PR #388, opened 2020-02-06
API endpoint for bulk download of search results

bistline:
Enabling bulk download of files from multiple studies as returned by keyword and faceted search from the search API.  Results are returned via the current `curl` configuration file feature, and downloads files in the following directory structure: <study_accession>/<file_type>/<filename>.  Also includes API endpoint for generating one-time authentication tokens (OTACs) to use in download requests.

This PR satisfies [SCP-2046](https://broadworkbench.atlassian.net/browse/SCP-2046).

### DIFF
--- a/app/controllers/api/v1/search_controller.rb
+++ b/app/controllers/api/v1/search_controller.rb
@@ -5,6 +5,7 @@ module Api
       include Swagger::Blocks
 
       before_action :set_current_api_user!
+      before_action :authenticate_api_user!, only: [:create_auth_code, :bulk_download]
       before_action :set_search_facet, only: :facet_filters
       before_action :set_search_facets_and_filters, only: :index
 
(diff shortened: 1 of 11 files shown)


app/controllers/api/v1/search_controller.rb
```diff
@@ -207,6 +208,164 @@ def facet_filters
...
+          end
+          response 200 do
+            key :description, 'Curl configuration file with signed URLs for requested data'
+            key :type, :string
+          end
+          response 400 do
+            key :description, 'Invalid study accessions or requested file types'
+          end
+          response 401 do
+            key :description, 'User not signed in'
```
eweitz: Thanks for fixing my `403`/`401` bug here!

app/controllers/api/v1/search_controller.rb
```diff
@@ -207,6 +208,164 @@ def facet_filters
...
+            key :type, :string
+            key :in, :query
+            key :description, 'Comma-delimited list of Study accessions'
+            key :required, true
+          end
+          parameter do
+            key :name, :file_types
+            key :type, :string
+            key :in, :query
+            key :description, "Comma-delimited list of file types (including 'all' for all files)"
```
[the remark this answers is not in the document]
bistline: Yeah - Swagger can do enums.  I'll add that in.  And I like that approach for the parameter- if there are no specified file types, all will be returned.

app/controllers/api/v1/search_controller.rb
```diff
@@ -207,6 +208,164 @@ def facet_filters
...
+          key :description, 'Create and return a One-Time Authorization Code to identify a user for bulk downloads'
+          key :operationId, 'search_auth_code_path'
+          response 200 do
+            key :description, 'One-time auth code and time interval, in seconds'
+            schema do
+              property :totat do
+                key :type, :integer
+                key :description, 'One-time auth code'
+              end
+              property :ti do
```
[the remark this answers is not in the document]
bistline: So the reason I hadn't changed that was because the `User` model returns the fields `totat` and `ti`.  But having said that, I realize now I can manually render some JSON with the fields we agreed upon, so I'll change that.

app/controllers/api/v1/search_controller.rb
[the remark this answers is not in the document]
bistline: So I'm hesitant to do the snake_case representation of the file types in the parameter, because it will require converting back and forth between this format and the format that is stored in the `file_type` attribute for each `StudyFile` in order to do the query.  If the only reason for this is to make the query parameters easier to pass, I would argue it's just as easy to pass the normal form than snake case, and it makes the Mongo query easier.

app/controllers/api/v1/search_controller.rb
```diff
@@ -207,6 +208,164 @@ def facet_filters
...
+        # validate request parameters
+        if totat.blank? || valid_totat == false
+          render json: {error: 'Invalid authorization token'}, status: 403 and return
+        elsif sanitized_accessions.blank? || sanitized_file_types.blank?
+          render json: {error: 'Invalid request parameters; study accessions or file types not found'}, status: 400 and return
+        end
+
+        # load the user from the auth token
+        requested_user = valid_totat
+
```
devonbush: I think everything below here belongs in a static method or, better yet, a new BulkDownloadService class in app/lib

app/controllers/api/v1/search_controller.rb
```diff
@@ -317,6 +476,35 @@ def self.match_studies_by_facet(query_results, search_facets)
         end
         matches
       end
+
+      # Helper method for generating a curl command to download a file from a bucket.  Returns file's curl config, size.
```
devonbush: move this method to the BulkDownloadService :)

app/controllers/application_controller.rb
```diff
@@ -156,4 +150,15 @@ def set_csrf_headers
       cookies['XSRF-TOKEN'] = form_authenticity_token if cookies['XSRF-TOKEN'].blank?
     end
   end
+
+  # protected method to allow access from other controllers
```
devonbush: nice, I could also see moving this to BulkDownloadService

app/models/study_file.rb
```diff
@@ -33,6 +33,8 @@ class StudyFile
   ASSEMBLY_REQUIRED_TYPES = ['BAM', 'Ideogram Annotations']
   GZIP_MAGIC_NUMBER = "\x1f\x8b".force_encoding(Encoding::ASCII_8BIT)
   REQUIRED_ATTRIBUTES = %w(file_type name)
+  BULK_DOWNLOAD_TYPES = ['Expression', 'Metadata', 'Cluster', 'Coordinate Labels','Fastq', 'BAM', 'Documentation',
```
devonbush: move to BulkDownloadService

app/models/study_file.rb
```diff
@@ -653,10 +655,36 @@ def local_location
     end
   end
 
+  # generate a download path to use with bulk_download
```
devonbush: move to BulkDownloadService, and have it take the study as an argument

test/api/search_controller_test.rb
```diff
@@ -80,4 +80,45 @@ class SearchControllerTest < ActionDispatch::IntegrationTest
 
     puts "#{File.basename(__FILE__)}: #{self.method_name} successful!"
   end
+
```
devonbush: sweet, move to new file bulk_download_service_test.rb

app/controllers/api/v1/search_controller.rb
bistline: f5a85e5

app/controllers/api/v1/search_controller.rb
bistline: f5a85e5

app/controllers/application_controller.rb
bistline: f5a85e5

app/models/study_file.rb
bistline: f5a85e5

app/models/study_file.rb
bistline: I need this here to use in other places (like views and responses)

test/api/search_controller_test.rb
bistline: f5a85e5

____

→ Required work:
Please give all the lines above again, exactly as they read.

→ The answer:
PR #388, opened 2020-02-06
API endpoint for bulk download of search results

bistline:
Enabling bulk download of files from multiple studies as returned by keyword and faceted search from the search API.  Results are returned via the current `curl` configuration file feature, and downloads files in the following directory structure: <study_accession>/<file_type>/<filename>.  Also includes API endpoint for generating one-time authentication tokens (OTACs) to use in download requests.

This PR satisfies [SCP-2046](https://broadworkbench.atlassian.net/browse/SCP-2046).

### DIFF
--- a/app/controllers/api/v1/search_controller.rb
+++ b/app/controllers/api/v1/search_controller.rb
@@ -5,6 +5,7 @@ module Api
       include Swagger::Blocks
 
       before_action :set_current_api_user!
+      before_action :authenticate_api_user!, only: [:create_auth_code, :bulk_download]
       before_action :set_search_facet, only: :facet_filters
       before_action :set_search_facets_and_filters, only: :index
 
(diff shortened: 1 of 11 files shown)


app/controllers/api/v1/search_controller.rb
```diff
@@ -207,6 +208,164 @@ def facet_filters
...
+          end
+          response 200 do
+            key :description, 'Curl configuration file with signed URLs for requested data'
+            key :type, :string
+          end
+          response 400 do
+            key :description, 'Invalid study accessions or requested file types'
+          end
+          response 401 do
+            key :description, 'User not signed in'
```
eweitz: Thanks for fixing my `403`/`401` bug here!

app/controllers/api/v1/search_controller.rb
```diff
@@ -207,6 +208,164 @@ def facet_filters
...
+            key :type, :string
+            key :in, :query
+            key :description, 'Comma-delimited list of Study accessions'
+            key :required, true
+          end
+          parameter do
+            key :name, :file_types
+            key :type, :string
+            key :in, :query
+            key :description, "Comma-delimited list of file types (including 'all' for all files)"
```
[the remark this answers is not in the document]
bistline: Yeah - Swagger can do enums.  I'll add that in.  And I like that approach for the parameter- if there are no specified file types, all will be returned.

app/controllers/api/v1/search_controller.rb
```diff
@@ -207,6 +208,164 @@ def facet_filters
...
+          key :description, 'Create and return a One-Time Authorization Code to identify a user for bulk downloads'
+          key :operationId, 'search_auth_code_path'
+          response 200 do
+            key :description, 'One-time auth code and time interval, in seconds'
+            schema do
+              property :totat do
+                key :type, :integer
+                key :description, 'One-time auth code'
+              end
+              property :ti do
```
[the remark this answers is not in the document]
bistline: So the reason I hadn't changed that was because the `User` model returns the fields `totat` and `ti`.  But having said that, I realize now I can manually render some JSON with the fields we agreed upon, so I'll change that.

app/controllers/api/v1/search_controller.rb
[the remark this answers is not in the document]
bistline: So I'm hesitant to do the snake_case representation of the file types in the parameter, because it will require converting back and forth between this format and the format that is stored in the `file_type` attribute for each `StudyFile` in order to do the query.  If the only reason for this is to make the query parameters easier to pass, I would argue it's just as easy to pass the normal form than snake case, and it makes the Mongo query easier.

app/controllers/api/v1/search_controller.rb
```diff
@@ -207,6 +208,164 @@ def facet_filters
...
+        # validate request parameters
+        if totat.blank? || valid_totat == false
+          render json: {error: 'Invalid authorization token'}, status: 403 and return
+        elsif sanitized_accessions.blank? || sanitized_file_types.blank?
+          render json: {error: 'Invalid request parameters; study accessions or file types not found'}, status: 400 and return
+        end
+
+        # load the user from the auth token
+        requested_user = valid_totat
+
```
devonbush: I think everything below here belongs in a static method or, better yet, a new BulkDownloadService class in app/lib

app/controllers/api/v1/search_controller.rb
```diff
@@ -317,6 +476,35 @@ def self.match_studies_by_facet(query_results, search_facets)
         end
         matches
       end
+
+      # Helper method for generating a curl command to download a file from a bucket.  Returns file's curl config, size.
```
devonbush: move this method to the BulkDownloadService :)

app/controllers/application_controller.rb
```diff
@@ -156,4 +150,15 @@ def set_csrf_headers
       cookies['XSRF-TOKEN'] = form_authenticity_token if cookies['XSRF-TOKEN'].blank?
     end
   end
+
+  # protected method to allow access from other controllers
```
devonbush: nice, I could also see moving this to BulkDownloadService

app/models/study_file.rb
```diff
@@ -33,6 +33,8 @@ class StudyFile
   ASSEMBLY_REQUIRED_TYPES = ['BAM', 'Ideogram Annotations']
   GZIP_MAGIC_NUMBER = "\x1f\x8b".force_encoding(Encoding::ASCII_8BIT)
   REQUIRED_ATTRIBUTES = %w(file_type name)
+  BULK_DOWNLOAD_TYPES = ['Expression', 'Metadata', 'Cluster', 'Coordinate Labels','Fastq', 'BAM', 'Documentation',
```
devonbush: move to BulkDownloadService

app/models/study_file.rb
```diff
@@ -653,10 +655,36 @@ def local_location
     end
   end
 
+  # generate a download path to use with bulk_download
```
devonbush: move to BulkDownloadService, and have it take the study as an argument

test/api/search_controller_test.rb
```diff
@@ -80,4 +80,45 @@ class SearchControllerTest < ActionDispatch::IntegrationTest
 
     puts "#{File.basename(__FILE__)}: #{self.method_name} successful!"
   end
+
```
devonbush: sweet, move to new file bulk_download_service_test.rb

app/controllers/api/v1/search_controller.rb
bistline: f5a85e5

app/controllers/api/v1/search_controller.rb
bistline: f5a85e5

app/controllers/application_controller.rb
bistline: f5a85e5

app/models/study_file.rb
bistline: f5a85e5

app/models/study_file.rb
bistline: I need this here to use in other places (like views and responses)

test/api/search_controller_test.rb
bistline: f5a85e5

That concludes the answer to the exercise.